Semilinear preservers of the immanants in the set of the doubly stochastic matrices

Let $S_n$ denote the symmetric group of degree $n$ and $M_n$ denote the set of all $n$-by-$n$ matrices over the complex field, $\IC$. Let $\chi: S_n\rightarrow \IC$ be an irreducible character of degree greater than $1$ of $S_n$. The immanant $\dc: M_n \rightarrow \IC$ associated with $\chi$ is defined by $$ \dc(X) = \sum_{\sigma \in S_n} \chi(\sigma) \prod_{j=1}^n X_{j\sigma(j)} , \quad X = [X_{jk}] \in M_n. $$ Let $\Omega_n$ be the set of all $n$-by-$n$ doubly stochastic matrices, that is, matrices with nonnegative real entries and each row and column sum is one.
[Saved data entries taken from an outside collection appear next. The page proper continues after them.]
PR #452, opened 2019-09-15
chore: update nodejs versions

mightyiam:


mightyiam:
@paldepind this should be a no-brainer. Could possibly review?

mightyiam:
Currently, tests are running only in browsers (via karma). We should probably run tests in Node.js, as well, because snabbdom is meant to run in Node.js, as well, right? For server side rendering. But until we actually do that, we might as well upgrade the Node.js version to something modern, to allow modern tooling, like ESLint, which [dropped support for Node.js v6](https://github.com/eslint/eslint/commit/6e7da57dddc41830df4aee77e31c4320c1557350).

paldepind:
Looks good!

> Currently, tests are running only in browsers (via karma). We should probably run tests in Node.js, as well, because snabbdom is meant to run in Node.js, as well, right? For server side rendering.

I'm not sure about that. Most of Snabbdom depends on the DOM and doesn't really work without it. Additionally, the whole "diff and patch" process isn't necessary when doing server side rendering because you only render a single view once and then send it off. It seems to me that for SSR one would want to use [snabbdom-to-html](https://github.com/snabbdom/snabbdom-to-html) instead.

mightyiam:
Thank you for the correction and the review, @paldepind.

PR #454, opened 2019-09-15
chore: soft introduce linting

mightyiam:

PR #455, opened 2019-09-15
chore: editorconfig + checker

mightyiam:


mightyiam:
Based on #454.

tsconfig.configs.json
```diff
@@ -0,0 +1,10 @@
+{
+  "compilerOptions": {
+    "allowJs": true,
+    "noEmit": true
+  },
+  "files": [
+    "./karma.conf.js",
+    "./gulpfile.js"
+  ]
+}
```
paldepind: What is the purpose of this tsconfig file?

mightyiam: Since this is from #454, I'll answer there.

mightyiam: Does not exist any more.

PR #456, opened 2019-09-18
style: fix package.json husky field indent

mightyiam:


mightyiam:
Trivial, so merging in spite of #457.

PR #474, opened 2019-11-13
ci: disable failing browsers

### LINKED ISSUE #428: Development workflow seems broken
The expected workflow:
1. `git clone`
1. Select Node.js version that the project expects
1. `npm install --global npm`
1. `npm install`
1. `npm test`

Fails.

I would say that this issue depends on

- [x] #422
- [x] #424
- [x] #426
- [x] #322
- [x] #460
- [ ] #473

### LINKED ISSUE #473: CI fails on some browsers
- #472 
- #471 
- #470 
- #469 
- #468

mightyiam:
- Fixes #473
- Fixes #428

### DIFF
--- a/browserstack-karma.js
+++ b/browserstack-karma.js
@@ -31,6 +31,7 @@ module.exports = {
   },
 
   // Older mainstream
+  /* https://github.com/snabbdom/snabbdom/issues/468
   BS_Chrome_49: {
     base: 'BrowserStack',
     browser: 'chrome',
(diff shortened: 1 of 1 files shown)


browserstack-karma.js
```diff
@@ -31,27 +31,31 @@ module.exports = {
   },
 
   // Older mainstream
+  /*
```
nojvek: perhaps a comment on why they are disabled.

browserstack-karma.js
```diff
@@ -31,27 +31,31 @@ module.exports = {
   },
 
   // Older mainstream
+  /* https://github.com/snabbdom/snabbdom/issues/468
```
mightyiam: @nojvek I agree. Here are comments linking to specific issues. Details on those failures could be added to those issues later (or just solved).

PR #479, opened 2019-11-14
fix: npm script prepublish -> prepublishOnly

### LINKED ISSUE #476: prepublish script is deprecated since npm@5
```
npm WARN prepublish-on-install As of npm@5, `prepublish` scripts are deprecated.
npm WARN prepublish-on-install Use `prepare` for build steps and `prepublishOnly` for upload-only.
```

mightyiam:
Fixes #476.

### DIFF
--- a/package.json
+++ b/package.json
@@ -36,7 +36,7 @@
     "compile": "npm run compile-es && npm run compile-commonjs",
     "compile-es": "tsc --outDir es --module es6 --moduleResolution node",
     "compile-commonjs": "tsc --outDir ./",
-    "prepublish": "npm run compile",
+    "prepublishOnly": "npm run compile",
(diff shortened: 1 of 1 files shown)


package.json
```diff
@@ -36,7 +36,7 @@
     "compile": "npm run compile-es && npm run compile-commonjs",
     "compile-es": "tsc --outDir es --module es6 --moduleResolution node",
     "compile-commonjs": "tsc --outDir ./",
-    "prepublish": "npm run compile",
+    "prepublishOnly": "npm run compile",
```
mightyiam: While compiling is not the most thorough set of checks we could run before publishing, this change just gets us up to date with modern npm.

https://docs.npmjs.com/misc/scripts#prepublish-and-prepare

PR #1101, opened 2024-01-24
chore(tools): add build job to publish spec

iambumblehead:
this PR adds a build job to the publish spec, when the publish spec was used a few days ago it failed because the spec includes "needs: build" and because no "build" job was defined. https://github.com/snabbdom/snabbdom/actions/runs/7593114398

"build" would be used to transpile or generate any resources that should be included in the published package.

### DIFF
--- a/.github/workflows/publish.yml
+++ b/.github/workflows/publish.yml
@@ -5,12 +5,18 @@ on:
     types: [created]
 
 jobs:
+  build:
+    runs-on: ubuntu-latest
+    steps:
+      - uses: actions/checkout@v4
+      - run: npm ci
+      - run: npm run build
   publish-gpr:
     needs: build
     runs-on: ubuntu-latest
     steps:
       - uses: actions/checkout@v4
-      - uses: actions/setup-node@v3
+      - uses: actions/setup-node@v4
         with:
           node-version: 20
           registry-url: https://npm.pkg.github.com/


.github/workflows/publish.yml
```diff
@@ -5,6 +5,11 @@ on:
     types: [created]
 
 jobs:
+  build:
+    runs-on: ubuntu-latest
+    steps:
+      - uses: actions/checkout@v4
+      - run: npm ci
```
jvanbruegge, line 12: This currently only installs dependencies, doesn't it have to build the `.js` files too?

iambumblehead: `npm run build` is added to the publish spec build job and setup-node action version is incremented
```diff
diff --git a/.github/workflows/publish.yml b/.github/workflows/publish.yml
index dd768c4..84399c8 100644
--- a/.github/workflows/publish.yml
+++ b/.github/workflows/publish.yml
@@ -10,12 +10,13 @@ jobs:
     steps:
       - uses: actions/checkout@v4
       - run: npm ci
+      - run: npm run build
   publish-gpr:
     needs: build
     runs-on: ubuntu-latest
     steps:
       - uses: actions/checkout@v4
-      - uses: actions/setup-node@v3
+      - uses: actions/setup-node@v4
         with:
           node-version: 20
           registry-url: https://npm.pkg.github.com/
```

iambumblehead: Not sure if pressing the `[Resolve conversation]` button here is expected or faux pas, so just leaving this open. Feel free to ignore or resolve whichever way.

paldepind:
My vote would be for just removing this job again. As far as I know, no user has ever requested Snabbdom to be available on GitHub's npm package repository so I don't think it adds much value.

Issue #1103, opened 2024-01-28
Why can't the file be found after updating 3.5.1 to 3.6.0?


royWoody:
![image](https://github.com/snabbdom/snabbdom/assets/8044025/b98e6eb2-bae6-412d-abc6-5de8495f39e9)

royWoody:
If the modification is not backward compatible, can the version be upgraded to 4.0.0?

jvanbruegge:
This should be fixed in `3.6.1`, please let me know if it is not

Issue #1102, opened 2024-01-26
3.6.0 './h' failed to resolve only because it was resolved as fully specified


ForsakenE:
build/jsx.js  use './h' to import js file ，bug in package.json，use type:'module'

paldepind:
Hello @ForsakenE. This bug report is a little bit hard to read. Is this the same issue as #1087? If not, please provide a bit more information 🙂

ForsakenE:
yes, i use webpack to build my project,but found this error&nbsp;&nbsp;'./h' failed to resolve only because it was resolved as fully specified ,the reason same as you provide number #1087




怪咖-&nbsp;
***@***.***



&nbsp;




------------------&nbsp;原始邮件&nbsp;------------------
发件人:                                                                                                                        "snabbdom/snabbdom"                                                                                    ***@***.***&gt;;
发送时间:&nbsp;2024年1月27日(星期六) 凌晨0:20
***@***.***&gt;;
抄送:&nbsp;"怪咖- ***@***.******@***.***&gt;;
主题:&nbsp;Re: [snabbdom/snabbdom] 3.6.0 './h' failed to resolve only because it was resolved as fully specified (Issue #1102)





 
Hello @ForsakenE. This bug report is a little bit hard to read. Is this the same issue as #1087? If not, please provide a bit more information 🙂

ryota-ka:
I also ran into this issue after updating to v3.6.0.
I've submitted #1104 to fix this problem.

jvanbruegge:
This should be fixed in `3.6.1`

PR #1104, opened 2024-01-29
Add `.js` extensions to the import specifiers

### LINKED ISSUE #1087: "module" publishing; [BUG] runtime error importing build/src/jsx.js
importing master build/src/jsx.js is causing this runtime error
```bash
node:internal/modules/esm/resolve:264
    throw new ERR_MODULE_NOT_FOUND(
          ^

Error [ERR_MODULE_NOT_FOUND]: Cannot find module '/home/bumble/software/snabbdom/build/h' imported from /home/bumble/software/snabbdom/build/jsx.js
    at finalizeResolution (node:internal/modules/esm/resolve:264:11)
    at moduleResolve (node:internal/modules/esm/resolve:917:10)
    at defaultResolve (node:internal/modules/esm/resolve:1130:11)
    at ModuleLoader.defaultResolve (node:internal/modules/esm/loader:396:12)
    at ModuleLoader.resolve (node:internal/modules/esm/loader:365:25)
    at ModuleLoader.getModuleJob (node:internal/modules/esm/loader:240:38)
    at ModuleWrap.<anonymous> (node:internal/modules/esm/module_job:85:39)
    at link (node:internal/modules/esm/module_job:84:36) {
  code: 'ERR_MODULE_NOT_FOUND',
  url: 'file:///home/bumble/software/snabbdom/build/h'
}
```

the build process generates files that incorrectly import local files,
```diff
-import { h } from "./h"; // incorrect
+import { h } from "./h.js"; // correct
```

cc @mreinstein

ryota-ka:
Closes #1087, #1102 (perhaps also #1103?)

Added `.js` extensions to the import specifiers, which have been to done via `ts-add-js-extension`.
(Reminder: A valid ES module requires the file extension in the import specifier.)

This makes `build/jsx.js` a valid ES module file, as it now imports `./h.js` instead of `./h`.

### DIFF
--- a/.eslintrc.json
+++ b/.eslintrc.json
@@ -53,7 +53,6 @@
     {
       "files": ["examples/**/*.js"],
       "rules": {
-        "import/no-unresolved": "off",
         "@typescript-eslint/explicit-module-boundary-types": "off"
       }
     },
@@ -72,15 +71,13 @@
     {
       "files": ["README*md/*.tsx"],
       "rules": {
-        "@typescript-eslint/no-unused-vars": "off",
-        "import/no-unresolved": "off"
+        "@typescript-eslint/no-unused-vars": "off"
       }
     },
     {
       "files": ["CHANGELOG.md/*"],
       "rules": {
         "@typescript-eslint/no-unused-vars": "off",
-        "import/no-unresolved": "off",
         "node/no-missing-import": "off"
       }
     }
@@ -89,6 +86,7 @@
     "max-statements-per-line": "error",
     "no-var": "error",
     "import/newline-after-import": "error",
-    "import/no-default-export": "error"
+    "import/no-default-export": "error",
+    "import/no-unresolved": "off"
   }
 }
--- a/package-lock.json
+++ b/package-lock.json
@@ -31,7 +31,6 @@
         "prettier": "^3.0.3",
         "release-it": "^16.2.1",
         "serve": "^14.2.1",
-        "ts-add-js-extension": "^1.6.0",
         "typescript": "5.2.2"
       },
       "engines": {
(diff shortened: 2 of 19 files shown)


kuraga:
Has the user import instructions  changed?

ryota-ka:
I believe no.
Assuming that users are importing the library with `'snabbdom'` or `'snabbdom/build/foo.js'`, there should be no breaking changes.
This PR only affects the internal module resolution.

jvanbruegge:
I am still against adding `.js` extensions to `.ts` files. There is no need to go that route. This is a small bug in `ts-add-js-extension` that can easily worked around: https://github.com/snabbdom/snabbdom/pull/1105

kuraga:
> I am still against adding `.js` extensions to `.ts` files. There is no need to go that route. This is a small bug in `ts-add-js-extension` that can easily worked around: https://github.com/snabbdom/snabbdom/pull/1105

Explicit [would have been] better than implicit...

jvanbruegge:
Not if the explicit reference is to a file that does not exist.

jvanbruegge:
I've published `3.6.1` now please have a look if the problem persists

kuraga:
> Not if the explicit reference is to a file that does not exist.

Yes, you're right.
A reference to _`.js`_ file in a _TypeScript_. The which doesn't exist. And is a TS artifact instead.
(Just image we compile TS to AnotherScript.
Interesting, another side, why TypeScript compiler doesn't handle this itself.)

paldepind:
> Interesting, another side, why TypeScript compiler doesn't handle this itself.

There are a number of TypeScript issues related to this (https://github.com/microsoft/TypeScript/issues/42151, https://github.com/microsoft/TypeScript/issues/16577).

As far as I can see the official stance is that TypeScript will not change your code (changing the import from `foo` to `foo.js` would be changing code) and thus such a feature will not be implemented. The "official" solution is that if you want `.js` extensions in the output then your imports in TypeScript should have `.js` extensions.

ryota-ka:
Anyway, thank you for publishing the fix @jvanbruegge!
Everything is working as expected.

We say that a map $T$ from $\Omega_n$ into $\Omega_n$ \begin{itemize} \item is semilinear if $T(\lambda S_1+(1-\lambda )S_2)=\lambda T(S_1)+(1-\lambda )T(S_2)$ for all $S_1,\ S_2\in \Omega_n$ and for all real number $\lambda$ such that $0\leq \lambda\leq 1$; \item preserves $d_{\chi }$ if $d_{\chi }(T(S))=d_{\chi }(S)$ for all $S\in\Omega_n$. \end{itemize} We characterize the semilinear surjective maps $T$ from $\Omega_n $ into $\Omega_n$ that preserve $\dc$, when the degree of $\chi$ is greater than one.